One of my first clients wanted to slim down, by some 50 pounds.  Not having a weight reduction program of my own, I remembered Judith Pearson and her WHY program; I bought her book and began working.  The WHY program consists of eight sessions.  There is a client workbook and “homework” assignments for each session.  The first session called for Core Transformation, an NLP procedure – at least half of what Judith prescribes in the book is NLP.  The book includes a brief dialog, but other than that I knew absolutely nothing about Core Transformation.  So I bought Core Transformation, by Connirae and Tamara Andreas, and read it.  (Core Transformation has since become one of my favorite ways of working with clients – I am hoping to become a CT trainer one day).  Judith’s second session called for another NLP procedure, “Six-Step Reframe”.  Knowing nothing about that, I read two more NLP books (Frogs Into Princes and Reframing, by Richard Bandler and John Grinder, the two founders of NLP).  And that is how I began to work my way through NLP.

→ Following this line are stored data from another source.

PR #14656, opened 2022-10-30
test: added e2e test case for issue 14571: etcd doesn't load auth info when recovering from a snapshot

ahrtr:

cc @mitake @biosvs @veshij

### DIFF
--- a/tests/e2e/ctl_v3_auth_test.go
+++ b/tests/e2e/ctl_v3_auth_test.go
@@ -17,10 +17,14 @@ package e2e
 import (
 	"context"
 	"fmt"
+	"net/url"
 	"os"
 	"syscall"
 	"testing"
 	"time"
+
+	"github.com/stretchr/testify/assert"
+	"github.com/stretchr/testify/require"
 
 	"go.etcd.io/etcd/client/v3"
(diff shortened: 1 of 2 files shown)


ahrtr:
Added e2e test case for 3.5 for https://github.com/etcd-io/etcd/issues/14571

mitake:
@ahrtr LGTM, thanks a lot for creating the e2e test case! I tested that not refreshing range perm cache can result in failure of the test on my env. I think it's also valuable to add the test case to the main branch?

ahrtr:
> @ahrtr LGTM, thanks a lot for creating the e2e test case! I tested that not refreshing range perm cache can result in failure of the test on my env. I think it's also valuable to add the test case to the main branch?

@veshij already added e2e test on `main` branch in https://github.com/etcd-io/etcd/pull/14574. ` release-3.5` has huge difference from `main` branch, and there is no easy way to backport the e2e test to `release-3.5`. So I have to add a new e2e test for 3.5.

mitake:
Sorry I compared the e2e tests and checked that they are essentially testing the exact same scenario, I misunderstood.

Six months later I went to Indiana for a long weekend NLP training, really more of an overview and outline.  Although I received a certification as an “NLP Practitioner”, I realized that three days was in no way long enough to master NLP.  I continued to read and use NLP successfully with my clients, and by the time I was able to take a real NLP training, in the summer of 2010 (with Dick McHugh), I was in a position to broaden and deepen my understanding and skills, my competence finally catching up with my certification.

Over the next several years I continued with additional trainings: Insomnia, with Debbie Papadakis, Eliminating Allergies with Anne King, Pain Control with Michael Ellner, Pain Control again with Dan Cleary, and Core Transformation with Tamara Andreas (I am now a Core Transformation trainer.) More recently I have trained with Andrew Austin (Metaphors of Movement), Steve Andreas (PTSD), and Connirae Andreas (The Wholeness Process). It is with anticipation and excitement that I look ahead to many years of trainings (both given and received), working with clients as they transform their lives, and continuing to build my practice.